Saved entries
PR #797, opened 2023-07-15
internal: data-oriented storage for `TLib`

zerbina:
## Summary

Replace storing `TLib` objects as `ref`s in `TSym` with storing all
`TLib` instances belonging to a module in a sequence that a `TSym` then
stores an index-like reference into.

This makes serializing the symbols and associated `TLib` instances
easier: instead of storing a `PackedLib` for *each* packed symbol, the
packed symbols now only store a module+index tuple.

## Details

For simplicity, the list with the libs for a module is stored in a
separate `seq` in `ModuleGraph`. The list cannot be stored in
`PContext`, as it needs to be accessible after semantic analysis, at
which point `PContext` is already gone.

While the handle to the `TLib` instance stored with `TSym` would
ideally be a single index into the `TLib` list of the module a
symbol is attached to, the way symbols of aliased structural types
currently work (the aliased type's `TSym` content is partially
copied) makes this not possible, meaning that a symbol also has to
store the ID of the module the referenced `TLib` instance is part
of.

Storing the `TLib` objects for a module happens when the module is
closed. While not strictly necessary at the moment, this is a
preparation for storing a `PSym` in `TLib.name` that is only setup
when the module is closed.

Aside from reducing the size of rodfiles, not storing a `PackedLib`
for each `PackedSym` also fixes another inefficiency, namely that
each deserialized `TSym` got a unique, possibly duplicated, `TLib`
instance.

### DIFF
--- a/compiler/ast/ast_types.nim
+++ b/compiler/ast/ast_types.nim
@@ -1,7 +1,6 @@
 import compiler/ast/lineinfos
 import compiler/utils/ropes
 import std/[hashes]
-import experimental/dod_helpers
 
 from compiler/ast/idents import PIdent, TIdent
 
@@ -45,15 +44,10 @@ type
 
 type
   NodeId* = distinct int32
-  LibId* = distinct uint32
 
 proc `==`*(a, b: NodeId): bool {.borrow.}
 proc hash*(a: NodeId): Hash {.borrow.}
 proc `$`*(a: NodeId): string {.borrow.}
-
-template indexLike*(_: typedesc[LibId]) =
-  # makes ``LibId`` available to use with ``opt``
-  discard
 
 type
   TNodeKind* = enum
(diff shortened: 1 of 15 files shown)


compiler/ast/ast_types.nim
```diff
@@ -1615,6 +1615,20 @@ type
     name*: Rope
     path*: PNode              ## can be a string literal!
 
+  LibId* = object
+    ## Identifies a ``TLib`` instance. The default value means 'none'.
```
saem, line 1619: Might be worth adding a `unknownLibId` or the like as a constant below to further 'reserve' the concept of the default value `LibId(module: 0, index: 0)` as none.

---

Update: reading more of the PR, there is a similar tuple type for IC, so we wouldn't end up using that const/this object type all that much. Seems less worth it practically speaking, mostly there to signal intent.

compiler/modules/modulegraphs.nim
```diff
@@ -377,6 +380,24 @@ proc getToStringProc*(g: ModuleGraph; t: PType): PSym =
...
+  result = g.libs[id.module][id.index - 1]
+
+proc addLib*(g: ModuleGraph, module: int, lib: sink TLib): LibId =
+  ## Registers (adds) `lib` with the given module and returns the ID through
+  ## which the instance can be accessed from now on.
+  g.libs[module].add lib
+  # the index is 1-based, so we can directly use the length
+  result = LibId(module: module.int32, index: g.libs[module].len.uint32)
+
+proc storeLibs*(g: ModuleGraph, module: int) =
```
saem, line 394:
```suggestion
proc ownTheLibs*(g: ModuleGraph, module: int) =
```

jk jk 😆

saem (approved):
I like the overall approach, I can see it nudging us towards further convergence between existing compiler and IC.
* * *
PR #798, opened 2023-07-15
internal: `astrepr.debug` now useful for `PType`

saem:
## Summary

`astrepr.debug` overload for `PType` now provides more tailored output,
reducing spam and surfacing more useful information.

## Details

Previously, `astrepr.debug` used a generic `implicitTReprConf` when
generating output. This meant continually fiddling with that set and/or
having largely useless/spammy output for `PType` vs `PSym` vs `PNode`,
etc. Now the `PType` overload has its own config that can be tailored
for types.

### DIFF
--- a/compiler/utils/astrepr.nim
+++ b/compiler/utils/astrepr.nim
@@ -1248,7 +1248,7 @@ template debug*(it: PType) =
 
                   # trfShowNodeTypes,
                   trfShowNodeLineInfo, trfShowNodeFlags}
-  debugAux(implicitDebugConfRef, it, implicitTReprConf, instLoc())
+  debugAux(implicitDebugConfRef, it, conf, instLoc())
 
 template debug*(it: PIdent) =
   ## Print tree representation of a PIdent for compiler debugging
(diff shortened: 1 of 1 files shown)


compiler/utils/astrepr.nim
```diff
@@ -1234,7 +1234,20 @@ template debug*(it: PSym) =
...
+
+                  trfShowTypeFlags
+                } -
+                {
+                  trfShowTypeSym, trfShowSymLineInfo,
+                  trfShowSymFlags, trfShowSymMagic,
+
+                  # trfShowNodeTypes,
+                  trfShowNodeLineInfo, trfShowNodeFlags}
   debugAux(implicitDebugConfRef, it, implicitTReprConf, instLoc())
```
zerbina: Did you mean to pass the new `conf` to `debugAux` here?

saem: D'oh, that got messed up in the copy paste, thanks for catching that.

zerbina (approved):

__REQUIRED WORK__: Scan the data above for the word "instLoc" and report every line where it is found.

__RESPONSE TO THIS EXERCISE__:
-  debugAux(implicitDebugConfRef, it, implicitTReprConf, instLoc())
+  debugAux(implicitDebugConfRef, it, conf, instLoc())
   debugAux(implicitDebugConfRef, it, implicitTReprConf, instLoc())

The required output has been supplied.